Katherine Nolan | London, UK

Katherine Nolan, a research student at University College for the Creative Arts at Epsom, UK, has created I Get it 5 Times A Day, a two minute and fifty second performance video of a woman who looks directly into the camera and invites the viewer to partake in her pleasure. The question raised in Nolan’s performance is gender and how it spirals and spins in different directions as the position of the viewer and the object of desire shift in relationship to each other. The traditional binary gender positions, in which the feminine object is consumed by the male gaze, break down according to Nolan. The viewer is not offered the single position of mastery as he looks at this video; instead there are multiple points of entry into this fantasy.

In Judith Wilson’s essay, “Images of Woman: The Photography of Cindy Sherman,” she comments, “Sherman’s pictures force upon the viewer the elision of image and identity which women experience all the time: as if the sexy black dress made you be a femme fatale, whereas ‘femme fatale” is, precisely, an image.”1 In Nolan’s video, she seductively bites a strawberry then closes her eyes, throwing her head back in satisfaction.

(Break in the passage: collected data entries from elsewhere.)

PR #3982, opened 2025-08-11
Classy - Integrate ET VE fields

lucatume:
This PR scaffolds missing build files and scripts (e.g. `classy:format` in Composer and node) and implements support for Virtual Location fields in ET.

In the previous code, the ET support is done in VE (i.e. in ECP), but this implementation moves the burden to ET using the Slot/Fill API and filters.

See the supporting [ECP PR](https://github.com/the-events-calendar/events-pro/pull/2821).

WIP

### DIFF
--- a/src/Tickets/Classy/ECP_Editor_Meta.php
+++ b/src/Tickets/Classy/ECP_Editor_Meta.php
@@ -1,0 +1,43 @@
+<?php
+/**
+ * Handles Event Tickets integration with Classy and Events Pro.
+ *
+ * @since   TBD
+ *
+ * @package TEC\Tickets\Classy;
+ */
+
+namespace TEC\Tickets\Classy;
+
+use Tribe\Events\Virtual\Compatibility\Event_Tickets\Event_Meta;
+use Tribe__Editor__Meta as Editor_Meta_Contract;
+
+/**
+ * Class ECP_Editor_Meta.
+ *
+ * @since   TBD
+ *
+ * @package TEC\Tickets\Classy;
+ */
+class ECP_Editor_Meta extends Editor_Meta_Contract {
+	/**
+	 * Registers the meta fields supported by Event Tickets when Events Pro is active.
+	 *
+	 * @since TBD
+	 *
+	 * @return void
+	 */
+	public function register() {
+		register_meta(
+			'post',
+			Event_Meta::$key_rsvp_email_link,
+			$this->text()
+		);
+
+		register_meta(
+			'post',
+			Event_Meta::$key_ticket_email_link,
+			$this->text()
+		);
+	}
+}
--- a/src/resources/packages/classy/fields/VirtualLocation/AdditionalSettings.tsx
+++ b/src/resources/packages/classy/fields/VirtualLocation/AdditionalSettings.tsx
@@ -1,0 +1,83 @@
+import * as React from 'react';
+import { _x } from '@wordpress/i18n';
+import { ToggleControl } from '@wordpress/components';
+import { useState } from '@wordpress/element';
+import { Settings } from '../../types/VirtualLocation';
+import { useSelect } from '@wordpress/data';
+import {
+	METADATA_EVENTS_VIRTUAL_RSVP_EMAIL_LINK,
+	METADATA_EVENTS_VIRTUAL_TICKET_EMAIL_LINK,
+} from '../../constants.tsx';
+
+const includeVideoLinkOptions: {
+	label: string;
+	value: 'rsvp' | 'ticket';
+}[] = [
+	{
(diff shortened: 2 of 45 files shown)


JPry (approved):
I know it's WIP, but looking good so far to me

src/resources/packages/classy/fields/VirtualLocation/useMetaFiltering.ts
```diff
@@ -0,0 +1,44 @@
...
+ * @since TBD
+ *
+ * @param {string} hookName A unique name to identify the callback.
+ * @param {Function} onMetaUpdate  Callback function to filter meta data on update. Receives and returns meta object.
+ * @param {Function} onMetaDelete  Callback function to filter meta data on deletion. Receives and returns meta object.
+ * @param {Array} dependencies  React dependency array that triggers filter re-registration when values change.
+ *
+ * @return void
+ */
+export default function useMetaFiltering(
```
JPry, line 18: I love this idea for handling the meta filters.

src/resources/packages/classy/fields/VirtualLocation/ViewingPermissions.tsx
```diff
@@ -0,0 +1,104 @@
...
+import { useSelect } from '@wordpress/data';
+import { METADATA_EVENT_VIRTUAL_SHOW_EMBED_TO } from '../../constants.tsx';
+import useMetaFiltering from './useMetaFiltering.ts';
+
+export default function ViewingPermissions(): JSX.Element {
+	const meta: {
+		showAtRsvpAttendees: boolean;
+		showAtTicketAttendees: boolean;
+	} = useSelect( ( select ) => {
+		const store: {
```
JPry: For the type here, there is `CoreEditorSelect` in the `Store.d.ts` file.

src/resources/packages/classy/fields/VirtualLocation/AdditionalSettings.tsx
```diff
@@ -0,0 +1,75 @@
...
+	METADATA_EVENTS_VIRTUAL_TICKET_EMAIL_LINK,
+} from '../../constants.tsx';
+import useMetaFiltering from './useMetaFiltering.ts';
+
+export default function AdditionalSettings(): JSX.Element {
+	const meta: {
+		includeVideoLinkInRsvpEmails: boolean;
+		includeVideoLinkInTicketEmails: boolean;
+	} = useSelect( ( select ) => {
+		const store: {
```
JPry: Same as the other file, there's a `CoreEditorSelect` type that can be used for typing in the `Store.d.ts` file.

src/Tickets/Classy/ECP_Editor_Meta.php
```diff
@@ -0,0 +1,43 @@
...
+class ECP_Editor_Meta extends Editor_Meta_Contract {
+	/**
+	 * Registers the meta fields supported by Event Tickets when Events Pro is active.
+	 *
+	 * @since TBD
+	 *
+	 * @return void
+	 */
+	public function register() {
+		register_meta(
```
JPry, line 31: Looking at this again, I was thinking: do we want to add any protection within this class for the `Event_Meta` class not existing? I know that this method is hooked to the action that triggers in Events Pro, but it might be prudent to add a protection here too.

src/resources/packages/classy/fields/VirtualLocation/ViewingPermissions.tsx
```diff
@@ -0,0 +1,104 @@
...
+				metaValue.push( 'ticket' );
+			} else {
+				metaValue = metaValue.filter( ( value: string ) => value !== 'ticket' );
+			}
+
+			meta[ METADATA_EVENT_VIRTUAL_SHOW_EMBED_TO ] = metaValue;
+
+			return meta;
+		},
+		( meta: Object ): Object => {
```
JPry, line 50: What would you think of allowing for the `onMetaDelete` parameter to be optional, and if not provided it handles this logic automatically?

src/Tickets/Classy/ECP_Editor_Meta.php
lucatume: The class will not be loaded if the ECP Classy controller has not registered.
Adding a check on the class, a `class_exist`, would defeat the purpose of using `register_on_action`.
What would break this code is a removal of the `Event_Meta` class, but that _should_ happen taking care of code like this one since the point of using the static property is to make it easy to find usages.

src/resources/packages/classy/fields/VirtualLocation/ViewingPermissions.tsx
lucatume: It would make the ergonomics of the hook not easy since it would require passing the dependencies before the function.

The viewership of the feminine object is not as comfortable as the clichéd seduction might suggest. “I Get it 5 Times a Day” effectively turns our gaze onto the function of the male gaze in art. The model in this performance is presented as an object of male fantasy as she seductively bites into a strawberry. I get it 5 times a day shows the objectification of women under the male gaze but then “undoes” this traditional gender role-play by blurring the traditional distance between viewer and subject. By shifting the position of the viewer and the object of desire in relationship to the frame and temporal space of the video, the roles reverse. The viewer and the object of desire switch positions as the photographic frame is broken during the performance and Nolan seems to be asking, “How does it feel to be on the other end of the looking glass? Now that the roles are reversed does that make me less of a woman and does it make you less of a man?”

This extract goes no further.